Ultrasound therapy uses high-frequency sound waves to produce heat that can reduce some types of acute and chronic pain and is often employed during physical, occupational or manipulation therapy to treat conditions such as musculoskeletal injuries, arthritis and fibromyalgia. Therapeutic ultrasound is typically delivered at frequencies between about 200 to about 10000 kHZ. Lowering the frequency of therapeutic ultrasound provides for deeper penetration of the sound waves. Sound waves penetrating the tissue of the subject cause molecules in the tissue to vibrate, producing heat and mechanical energy allowing for deep heating of tissues such as muscles, tendons, ligaments, joint capsules and bone.

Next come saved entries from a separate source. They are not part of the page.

PR #7434, opened 2022-10-26
ci: run tests on Linux and Windows

nschonni:
### Solution

---

### After

---


caugner:
@nschonni Please make sure to always fill out the relevant sections in the PR template before marking it as "ready for review".

nschonni:
Thanks for flipping it to draft. Was mostingly trying to see if there are some edges where the cross platform part is falling over a bit, so I thought I'd see if other OSes could be added to the CI.
EX: I sometimes get things like this running in VSCode
```
$ yarn m2h markdown/tool/m2h --locale en-US
yarn run v1.22.19
$ ts-node markdown/m2h/cli.ts markdown/tool/m2h --locale en-US

error: The "path" argument must be of type string. Received undefined
```
An issue would have probably been a better first step, but it was late and I was just trying to see if it was a "my machine" issue, or if CI would also get a similar result

caugner:
> EX: I sometimes get things like this running in VSCode

The next time you get that error, can you try and run the command again in VSCode's JavaScript Debug Terminal - and check the "Uncaught exceptions" breakpoint?

I'm curious, because there is no `path` argument inside `markdown/m2h` as far as I can see.

LeoMcA:
Thanks for this: we had a discussion internally, and decided we only want to run CI on Linux. We still support Windows/MacOS, but don't aim to proactively catch all bugs with tests - we'll fix them as they come.

I'll be closing this, and I've opened a PR to document our policy: https://github.com/mdn/yari/pull/9207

As is well known, therapeutic ultrasound differs from diagnostic ultrasound, which uses less-intense sound waves to create images of internal structure.
In the case of diagnostic ultrasound systems, compact electronics have been developed. For example, U.S. Pat. No. 5,924,993 to Hadjicostis et al. discloses an ultrasound mixed signal multiplexer/pre-amplifier application specific integrated circuit (ASIC) for supplying voltages to a group of transducer elements of an ultrasound array, receiving voltages from the same or another group of transducer elements of the ultrasound array, and amplifying the received voltages for transmission to external circuitry. The transmit and receive groups of transducer elements are shifted to provide accurate visual images with a minimal number of transmit and receive cycles.
U.S. Pat. No. 6,497,664 to Randall et al. discloses a medical diagnostic ultrasound receive beamformer including an upsampler upstream of both a time delay device and a summer, and a smoothing filter downstream of both the time delay device and the summer. The receive beamformer is automatically programmed into a gate array as a single-beam, dynamic-focus receive beamformer when the user selects B-mode and as a dual-beam, fixed-focus receive beamformer when the user selects color flow mode.
U.S. Pat. No. 6,969,352 to Chiang et al. discloses a hand-held ultrasound system including integrated electronics within an ergonomic housing. The integrated electronics include control circuitry, beamforming circuitry and transducer drive circuitry. The integrated electronics communicate with a host computer using an industry standard high speed serial bus. The ultrasound system is operable on a standard, commercially available, user computing device such as a personal computer (PC) without specific hardware modifications, and is adapted to interface with an external application without modification to the ultrasound system. This allows a user to gather ultrasonic data on the standard user computing device, and employ the data so gathered via the external application without requiring a custom system, expensive hardware modifications, or system rebuild. An integrated interface program allows such ultrasonic data to be invoked by a variety of external applications having access to the integrated interface program via a standard, predetermined platform such as Visual Basic or C++.
U.S. Pat. No. 7,169,108 to Little et al. discloses a continuous wave Doppler beam former application specific integrated circuit (CW-ASIC). The beam former may be a transmit or receive beam former. In one mode, the CW-ASIC is used in a diagnostic medical ultrasound system comprising a plurality of channels forming a CW analog receive path, wherein each channel is connected with a digital beam former. The plurality of channels are mixed down in quadrature to base band using a mixer and a local oscillator (LO) generator in quadrature. The outputs of the mixer are summed and wall/high pass filtered to provide a beam formed base band signal. A sub circuit provides a digital serial control function to interface to a real time control bus providing per channel enable/disable of the mixer and the LO generator, and LO delay as well as global local oscillator frequency select. The digital serial control function also has an external delay enable signal to start the LO generator and synchronize all the internal LO delays.
Although considerable attention has been paid to diagnostic ultrasound imaging systems, the same cannot be said as regards ultrasound therapy systems. The technologies described above relating to diagnostic ultrasound imaging systems are not applicable to therapeutic ultrasound delivery mainly due to the longer ultrasound bursts and higher time average power requried. As a result, there are still numerous barriers to the construction of fully electronically steerable, focused ultrasound devices for therapy including the number of transducer array elements, interconnects and driving and monitoring electronics that are required. As will be appreciated, further improvements in the design of ultrasound therapy systems are desired.
It is therefore an object of the present invention to provide a novel ultrasound therapy transducer head and ultrasound therapy system incorporating the same.